Task description ::
Where a line in the records below contains the string "compose", tally it; give only the final number.
Top of Source material
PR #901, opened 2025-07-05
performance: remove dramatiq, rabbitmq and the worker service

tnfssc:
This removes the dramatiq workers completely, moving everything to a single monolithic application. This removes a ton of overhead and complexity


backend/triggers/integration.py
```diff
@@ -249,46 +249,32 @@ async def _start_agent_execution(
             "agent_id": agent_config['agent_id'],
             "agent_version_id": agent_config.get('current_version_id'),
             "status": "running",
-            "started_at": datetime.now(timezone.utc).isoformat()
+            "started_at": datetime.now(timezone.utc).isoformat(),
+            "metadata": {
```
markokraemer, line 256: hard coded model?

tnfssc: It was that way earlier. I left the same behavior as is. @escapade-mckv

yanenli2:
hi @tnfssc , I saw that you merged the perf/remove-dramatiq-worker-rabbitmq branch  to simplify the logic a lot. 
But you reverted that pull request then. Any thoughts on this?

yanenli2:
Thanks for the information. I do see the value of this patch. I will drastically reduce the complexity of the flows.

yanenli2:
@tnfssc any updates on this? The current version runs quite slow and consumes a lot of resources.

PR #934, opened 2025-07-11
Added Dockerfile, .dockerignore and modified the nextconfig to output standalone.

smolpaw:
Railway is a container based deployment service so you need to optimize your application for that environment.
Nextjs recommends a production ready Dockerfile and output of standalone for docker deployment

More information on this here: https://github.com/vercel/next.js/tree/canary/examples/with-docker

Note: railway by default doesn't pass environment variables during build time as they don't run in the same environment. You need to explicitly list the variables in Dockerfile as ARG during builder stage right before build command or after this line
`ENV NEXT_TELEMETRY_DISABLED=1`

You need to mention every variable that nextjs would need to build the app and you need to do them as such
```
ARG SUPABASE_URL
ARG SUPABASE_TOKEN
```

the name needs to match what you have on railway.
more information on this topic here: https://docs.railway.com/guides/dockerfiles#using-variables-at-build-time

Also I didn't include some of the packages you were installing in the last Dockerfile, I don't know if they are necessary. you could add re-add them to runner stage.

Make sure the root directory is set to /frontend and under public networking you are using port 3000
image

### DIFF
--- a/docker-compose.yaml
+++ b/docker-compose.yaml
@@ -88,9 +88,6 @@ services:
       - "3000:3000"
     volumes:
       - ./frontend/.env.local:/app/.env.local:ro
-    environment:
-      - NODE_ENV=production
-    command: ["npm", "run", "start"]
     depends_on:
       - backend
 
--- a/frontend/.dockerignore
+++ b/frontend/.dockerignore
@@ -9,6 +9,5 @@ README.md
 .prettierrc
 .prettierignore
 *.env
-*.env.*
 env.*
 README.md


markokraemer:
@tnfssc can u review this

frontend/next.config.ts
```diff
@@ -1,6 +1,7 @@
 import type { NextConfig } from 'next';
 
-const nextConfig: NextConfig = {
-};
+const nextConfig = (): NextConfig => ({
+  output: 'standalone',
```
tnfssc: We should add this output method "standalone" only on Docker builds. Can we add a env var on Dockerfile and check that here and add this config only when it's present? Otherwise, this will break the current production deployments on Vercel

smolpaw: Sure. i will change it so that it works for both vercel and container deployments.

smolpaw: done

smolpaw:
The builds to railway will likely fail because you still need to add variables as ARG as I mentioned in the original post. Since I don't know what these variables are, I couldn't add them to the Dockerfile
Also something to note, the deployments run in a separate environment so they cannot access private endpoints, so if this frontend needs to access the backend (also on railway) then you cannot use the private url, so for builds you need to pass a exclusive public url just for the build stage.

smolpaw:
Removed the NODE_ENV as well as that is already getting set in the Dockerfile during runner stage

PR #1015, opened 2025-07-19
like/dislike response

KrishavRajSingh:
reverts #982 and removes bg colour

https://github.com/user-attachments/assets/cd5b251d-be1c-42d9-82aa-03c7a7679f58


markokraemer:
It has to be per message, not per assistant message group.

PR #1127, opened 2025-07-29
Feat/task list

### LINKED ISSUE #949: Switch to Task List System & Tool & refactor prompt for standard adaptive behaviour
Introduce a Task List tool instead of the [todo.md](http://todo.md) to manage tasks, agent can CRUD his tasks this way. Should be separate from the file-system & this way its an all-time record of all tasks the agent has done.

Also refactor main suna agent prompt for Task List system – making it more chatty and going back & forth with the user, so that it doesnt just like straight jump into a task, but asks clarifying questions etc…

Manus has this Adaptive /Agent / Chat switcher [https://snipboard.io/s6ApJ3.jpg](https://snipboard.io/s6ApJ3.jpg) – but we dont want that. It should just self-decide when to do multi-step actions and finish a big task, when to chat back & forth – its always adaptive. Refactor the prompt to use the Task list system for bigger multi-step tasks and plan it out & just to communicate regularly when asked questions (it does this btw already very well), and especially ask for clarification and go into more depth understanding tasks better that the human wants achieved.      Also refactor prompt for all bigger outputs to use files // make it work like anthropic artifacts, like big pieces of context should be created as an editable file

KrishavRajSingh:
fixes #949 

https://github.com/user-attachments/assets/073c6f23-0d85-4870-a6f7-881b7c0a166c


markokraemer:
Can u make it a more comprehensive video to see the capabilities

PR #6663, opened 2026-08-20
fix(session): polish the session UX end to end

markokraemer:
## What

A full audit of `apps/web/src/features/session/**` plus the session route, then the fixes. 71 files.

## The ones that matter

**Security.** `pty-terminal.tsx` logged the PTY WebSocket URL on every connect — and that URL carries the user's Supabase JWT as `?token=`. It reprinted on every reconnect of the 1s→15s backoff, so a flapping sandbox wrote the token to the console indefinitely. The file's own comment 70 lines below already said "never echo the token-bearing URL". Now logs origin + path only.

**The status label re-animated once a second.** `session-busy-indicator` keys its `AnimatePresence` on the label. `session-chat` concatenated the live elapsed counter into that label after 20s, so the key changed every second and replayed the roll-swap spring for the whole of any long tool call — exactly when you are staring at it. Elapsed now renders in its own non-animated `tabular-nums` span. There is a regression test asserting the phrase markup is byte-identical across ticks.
Bottom of Source material
Output below ::
2